PR #1230, opened 2026-08-27
fix(fastify-api-contracts): keep committed SSE stream open when handler errors

CatchMe2:
## Summary

When an error escaped an SSE-capable route handler after `sse.start()`, `@fastify/sse` closed the committed stream before rethrowing (its handler wrapper calls `context.close()` for non-keepAlive sessions on the error path). By the time the error reached the global error handler, the connection was already gone, so an SSE-aware error handler (fastify-extras) could not serialize the error into a terminal SSE event.

## Changes

- `buildApiSSEContext` now exposes a `preserveStreamOnError()` probe: once the stream is started, it flags the session keep-alive (making the plugin's error-path close a no-op) and marks the eventual close as server-initiated for `onClose`. It is a no-op before `sse.start()`.
- `handleApiRoute` wraps handler execution (both the imperative `sse.start()` path and the async-iterable body path) in a try/catch that calls the probe and rethrows, so the error propagates to the global error handler with the stream still connected. The error handler is then responsible for sending a terminal error event and closing the stream.
- Errors thrown before the stream starts keep the regular HTTP error response path.

## Tests

- Error after `sse.start()` reaches a global error handler with the stream still connected; the error event goes out on the open stream.
- Same for an async-iterable body that throws mid-stream.
- `onClose` reports `'server'` as the initiator when the error handler closes the errored stream.
- A throw before `sse.start()` still returns a regular JSON 500.

## AI Assistance Tracking

### DIFF
--- a/packages/app/fastify-api-contracts/src/api-contracts/buildFastifyApiRoute.spec.ts
+++ b/packages/app/fastify-api-contracts/src/api-contracts/buildFastifyApiRoute.spec.ts
@@ -1090,8 +1090,8 @@ describe('buildFastifyApiRoute — runtime', () => {
 
   it('keeps the stream open for the global error handler when the handler throws after sse.start()', async () => {
     app = await buildApp()
-    // Mimics an SSE-aware global error handler (fastify-extras): the stream is still
-    // connected when the error arrives, so it goes out as a terminal SSE event.
+    // Mimics an SSE-aware global error handler: the stream is still connected when the
+    // error arrives, so it goes out as a terminal SSE event.
     app.setErrorHandler<Error>(async (error, _request, reply) => {
       expect(reply.sse.isConnected).toBe(true)
       await reply.sse.send({ event: 'error', data: { message: error.message } })
--- a/packages/app/fastify-api-contracts/src/api-contracts/buildFastifyApiRoute.spec.ts
+++ b/packages/app/fastify-api-contracts/src/api-contracts/buildFastifyApiRoute.spec.ts
@@ -1088,6 +1088,117 @@ describe('buildFastifyApiRoute — runtime', () => {
     await vi.waitFor(() => expect(closeInitiator).toBe('server'))
   })
 
+  it('keeps the stream open for the global error handler when the handler throws after sse.start()', async () => {
+    app = await buildApp()
+    // Mimics an SSE-aware global error handler (fastify-extras): the stream is still
+    // connected when the error arrives, so it goes out as a terminal SSE event.
+    app.setErrorHandler<Error>(async (error, _request, reply) => {
+      expect(reply.sse.isConnected).toBe(true)
+      await reply.sse.send({ event: 'error', data: { message: error.message } })
+      reply.sse.close()
+    })
+    app.route(
+      buildFastifyApiRoute(sseOnlyContract, async (_request, _reply, { sse }) => {
+        const session = sse.start('autoClose')
+        await session.send('update', { value: 1 })
+        throw new Error('stream blew up')
+      }),
+    )
+    await app.ready()
+
+    const response = await app.inject({
+      method: 'GET',
+      url: '/stream',
+      headers: { accept: 'text/event-stream' },
+    })
+    expect(response.statusCode).toBe(200)
+    expect(response.body).toContain('event: update')
+    expect(response.body).toContain('event: error')
+    expect(response.body).toContain('stream blew up')
+  })
+
+  it('keeps the stream open for the global error handler when an async-iterable body throws mid-stream', async () => {
+    app = await buildApp()
+    app.setErrorHandler<Error>(async (error, _request, reply) => {
+      expect(reply.sse.isConnected).toBe(true)
+      await reply.sse.send({ event: 'error', data: { message: error.message } })
+      reply.sse.close()
+    })
+    app.route(
+      buildFastifyApiRoute(sseOnlyContract, (_request, _reply) => ({
+        status: 200,
+        // biome-ignore lint/suspicious/useAwait: async is required to satisfy AsyncIterable
+        body: (async function* (): AsyncGenerator<SSEStreamMessage<typeof sseEventsSchema>> {
+          yield { event: 'update', data: { value: 1 } }
+          throw new Error('source failed')
+        })(),
+      })),
+    )
+    await app.ready()
+
+    const response = await app.inject({
+      method: 'GET',
+      url: '/stream',
+      headers: { accept: 'text/event-stream' },
+    })
+    expect(response.statusCode).toBe(200)
+    expect(response.body).toContain('event: update')
+    expect(response.body).toContain('event: error')
+    expect(response.body).toContain('source failed')
+  })
+
+  it("reports 'server' as the close initiator when the global error handler closes an errored stream", async () => {
+    let closeInitiator: string | undefined
+    app = await buildApp()
+    app.setErrorHandler<Error>(async (error, _request, reply) => {
+      await reply.sse.send({ event: 'error', data: { message: error.message } })
+      reply.sse.close()
+    })
+    app.route(
+      buildFastifyApiRoute(
+        sseOnlyContract,
+        async (_request, _reply, { sse }) => {
+          const session = sse.start('autoClose')
+          await session.send('update', { value: 1 })
+          throw new Error('stream blew up')
+        },
+        {
+          onClose: (_session, initiator) => {
+            closeInitiator = initiator
+          },
+        },
+      ),
+    )
+    await app.ready()
+
+    const response = await app.inject({
+      method: 'GET',
+      url: '/stream',
+      headers: { accept: 'text/event-stream' },
+    })
+    expect(response.statusCode).toBe(200)
+    await vi.waitFor(() => expect(closeInitiator).toBe('server'))
+  })
+
+  it('returns a regular 500 when an SSE-capable handler throws before sse.start()', async () => {
+    app = await buildApp()
+    app.route(
+      buildFastifyApiRoute(sseOnlyContract, () => {
+        throw new Error('failed before streaming')
+      }),
+    )
+    await app.ready()
+
+    const response = await app.inject({
+      method: 'GET',
+      url: '/stream',
+      headers: { accept: 'text/event-stream' },
+    })
+    expect(response.statusCode).toBe(500)
+    expect(response.headers['content-type']).toContain('application/json')
+    expect(response.json()).toMatchObject({ message: 'failed before streaming' })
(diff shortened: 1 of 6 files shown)


packages/app/fastify-api-contracts/src/api-contracts/buildFastifyApiRoute.spec.ts
```diff
@@ -1088,6 +1088,117 @@ describe('buildFastifyApiRoute — runtime', () => {
     await vi.waitFor(() => expect(closeInitiator).toBe('server'))
   })
 
+  it('keeps the stream open for the global error handler when the handler throws after sse.start()', async () => {
+    app = await buildApp()
+    // Mimics an SSE-aware global error handler (fastify-extras): the stream is still
+    // connected when the error arrives, so it goes out as a terminal SSE event.
```
CarlosGamero: Nit: I would avoid mentioning fastify-extras, it is tailored to our use case but this library should work independently to fasitfy-extras 
Edit: I am talking about the comment only, the test LGTM. Feel free to ignore

CarlosGamero (approved):

packages/app/fastify-api-contracts/src/api-contracts/buildFastifyApiRoute.spec.ts
CatchMe2: Yeah, good point. I've removed `fastify-extra` mention.

packages/app/fastify-api-contracts/src/api-contracts/sseUtils.ts
```diff
@@ -279,5 +280,19 @@ export function buildApiSSEContext(
...
+    // keep-alive hands the still-open stream to the error handler, which owns serializing
+    // the error into a terminal SSE event and closing the connection (a server-initiated
+    // close). A no-op before `start()` — an uncommitted reply goes through the regular
+    // HTTP error path.
+    preserveStreamOnError: () => {
+      if (!started) {
+        return
+      }
+      closedByServer = true
+      reply.sse.keepAlive()
```
kibertoad: **High — with a non-SSE-aware error handler this never ends the response and crashes the process.**

Flagging keep-alive unconditionally means nothing closes the committed stream unless the app's global error handler happens to be SSE-aware. The plugin wrapper in `@fastify/sse@0.6.0` is:

```js
} catch (error) {
  if (!context.shouldKeepAlive) { context.close() }
  throw error
}
```

`context.close()` was the thing calling `reply.raw.end()`. Once `keepAlive()` suppresses it, `reply.sent` stays `false` (it's `kReplyHijacked || raw.writableEnded`, and the plugin only ever used `raw.write()`), so Fastify's error path continues into `onSendEnd` → `safeWriteHead` and throws `ERR_HTTP_HEADERS_SENT`. The retry inside `fallbackErrorHandler` (`fastify/lib/error-handler.js:40`) throws again outside any try/catch → unhandled rejection. The client never sees the response end, and the 30s heartbeat timer stays armed.

Reproduced against `fastify@5.12.1` + `@fastify/sse@0.6.0`, on real sockets and via `app.inject`, with both the default Fastify error handler and a plain `reply.status(500).send(...)` one. Removing the `keepAlive()` call makes the same request end cleanly (pre-PR behaviour).

Since this ships as a `patch`, consumers who haven't adopted the README's `reply.sse?.isConnected && reply.raw.headersSent` branch get this silently. Suggest either a safety net after the rethrow (if `reply.sse.isConnected && !reply.raw.writableEnded`, close it) or making the preserve behaviour opt-in, rather than assuming every error handler is SSE-aware.

---
_Generated by [Claude Code](https://claude.ai/code)_

packages/app/fastify-api-contracts/src/api-contracts/sseUtils.ts
```diff
@@ -279,5 +280,19 @@ export function buildApiSSEContext(
...
+    // the error would reach the global error handler on an already-ended stream. Flagging
+    // keep-alive hands the still-open stream to the error handler, which owns serializing
+    // the error into a terminal SSE event and closing the connection (a server-initiated
+    // close). A no-op before `start()` — an uncommitted reply goes through the regular
+    // HTTP error path.
+    preserveStreamOnError: () => {
+      if (!started) {
+        return
+      }
+      closedByServer = true
```
kibertoad: **Medium — `closedByServer` is set before it's known who actually closes the stream.**

At this point the error has only been observed; whether the server ends the connection depends on what the global error handler does. For a `keepAlive` session that errors (the stream stayed open both before and after this PR), a later client-initiated disconnect is now reported to `onClose` as `'server'` where it was correctly `'client'` before. Same for `autoClose` when the error handler only logs.

Setting the flag in the close path — the way `session.close()` already does — keeps the initiator accurate, and initiator-keyed cleanup/metrics on the consumer side keep working.

---
_Generated by [Claude Code](https://claude.ai/code)_

packages/app/fastify-api-contracts/src/api-contracts/buildFastifyApiRoute.spec.ts
```diff
@@ -1088,6 +1088,117 @@ describe('buildFastifyApiRoute — runtime', () => {
     await vi.waitFor(() => expect(closeInitiator).toBe('server'))
   })
 
+  it('keeps the stream open for the global error handler when the handler throws after sse.start()', async () => {
```
kibertoad, line 1091: All four new tests install an SSE-aware error handler (`reply.sse.send(...)` + `reply.sse.close()`), which is exactly the configuration that masks the `ERR_HTTP_HEADERS_SENT` problem noted on `sseUtils.ts`. A case using the default Fastify error handler — or a plain `reply.status(500).send(...)` one — would fail today, and is the coverage that would keep the regression from coming back.

---
_Generated by [Claude Code](https://claude.ai/code)_

kibertoad (commented):
Reviewed the change against the real `fastify@5.12.1` and `@fastify/sse@0.6.0` sources and reproduced the main finding end-to-end.

The change itself is coherent: the try/catch placement is right, `preserveStreamOnError()` is correctly a no-op before `start()`, and the pre-`start()` JSON 500 path is preserved. The problem is what happens when the app's global error handler is *not* SSE-aware — see the inline comments on `sseUtils.ts`.

Findings, most severe first:

1. **High** — `sseUtils.ts:290-295`: flagging keep-alive on the error path means nothing closes the committed stream unless the error handler is SSE-aware; with the default handler Fastify raises an uncaught `ERR_HTTP_HEADERS_SENT` and the response never ends. Reproduced.
2. **Medium** — `sseUtils.ts:294`: `closedByServer = true` is set at error time, before it's known who ends the connection, so a later client disconnect is misreported to `onClose` as `'server'`.
3. **Medium** — `README.md:285` (not in this diff): the "Error handling" section still documents the pre-PR `autoClose` behaviour ("a handler error closes the stream without reaching the error handler") — the exact behaviour removed here — and confines the SSE-aware `setErrorHandler` pattern to `keepAlive`. That's the section consumers follow, so as written it walks them into finding 1.

The changeset is present and correctly scoped, though `patch` is arguable given this changes observable error-path behaviour for existing consumers.

---
_Generated by [Claude Code](https://claude.ai/code)_

packages/app/fastify-api-contracts/src/api-contracts/sseUtils.ts
CatchMe2: This is intentional. An SSE-aware global error handler is a documented requirement of this library, not an optional extra, see the Error handling section of the README: once a stream is committed, the only correct error signal is a terminal error event over the stream, and the documented setErrorHandler branches on `reply.sse?.isConnected && reply.raw.headersSent` to do exactly that.

Before this PR that requirement effectively only applied to keepAlive sessions. An autoClose error closed the stream silently and never reached the error handler, invisible to error reporting, and indistinguishable on the client from a dropped connection. The point of this change is to route those errors through the same documented path.

kibertoad: This requirement needs to be documented WAY louder than it currently is. even though I was intentionally looking for it now, quick skim did not revealed where that is mentioned.

we should also probably directly mention https://github.com/lokalise/fastify-extras/blob/main/lib/errors/errorHandler.ts as an example of SSE-aware global error handler

CatchMe2: I've added the `important` section to the README to make it more visually appearing.

This is how it is described now:

#### Error handling

Errors from contract routes go through the regular Fastify error handling chain (`fastify.setErrorHandler` or the default handler) — contract routes behave exactly like any other route. The exception is a **live SSE stream**: once the stream started, the status line and headers are on the wire, so a standard `reply.status().send()` can no longer work.

An error escaping the handler after the stream started — whether the session is `autoClose` or `keepAlive`, imperative (`sse.start()`) or declarative (`{ status, body: asyncIterable }`) — reaches the global error handler with the stream **still open**. Errors thrown before the stream starts take the regular HTTP error path.

> [!IMPORTANT]
> A Fastify instance serving SSE-capable routes **must** set an SSE-aware `setErrorHandler`. The only correct error signal on a committed stream is a terminal `error` event sent over the stream before closing it; an error handler that unconditionally calls `reply.status().send()` runs into already-sent headers, leaving the stream open and the error unreported to the client. The [`errorHandler` in `fastify-extras`](https://github.com/lokalise/fastify-extras/blob/main/lib/errors/errorHandler.ts) is a ready-made SSE-aware implementation.

An SSE-aware error handler branches on the stream state:

```ts
app.setErrorHandler(async (error, request, reply) => {
    const { statusCode, payload } = errorObjectResolver(error)
    errorReporter.report({ error, request })

    // The stream is live: headers are committed, only a terminal event can be sent.
    // (`isConnected` alone is not enough — @fastify/sse sets it before the handler runs.)
    if (reply.sse?.isConnected && reply.raw.headersSent) {
        await reply.sse.send({ event: 'error', data: payload })
        reply.sse.close()
        return
    }

    return reply.status(statusCode).send(payload)
})
```

packages/app/fastify-api-contracts/src/api-contracts/sseUtils.ts
CatchMe2: Good catch, improved

kibertoad (approved):

packages/app/fastify-api-contracts/src/api-contracts/buildFastifyApiRoute.spec.ts
CatchMe2: It is covered by improved README about the need for SSE aware global error handler.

_What you need to do_:
Could you write out, exactly as they stand, only the lines above that begin at the line with "kibertoad: **High —" and stop after the line with "timer stays armed."?

_Response below_:
kibertoad: **High — with a non-SSE-aware error handler this never ends the response and crashes the process.**

Flagging keep-alive unconditionally means nothing closes the committed stream unless the app's global error handler happens to be SSE-aware. The plugin wrapper in `@fastify/sse@0.6.0` is:

```js
} catch (error) {
  if (!context.shouldKeepAlive) { context.close() }
  throw error
}
```

`context.close()` was the thing calling `reply.raw.end()`. Once `keepAlive()` suppresses it, `reply.sent` stays `false` (it's `kReplyHijacked || raw.writableEnded`, and the plugin only ever used `raw.write()`), so Fastify's error path continues into `onSendEnd` → `safeWriteHead` and throws `ERR_HTTP_HEADERS_SENT`. The retry inside `fallbackErrorHandler` (`fastify/lib/error-handler.js:40`) throws again outside any try/catch → unhandled rejection. The client never sees the response end, and the 30s heartbeat timer stays armed.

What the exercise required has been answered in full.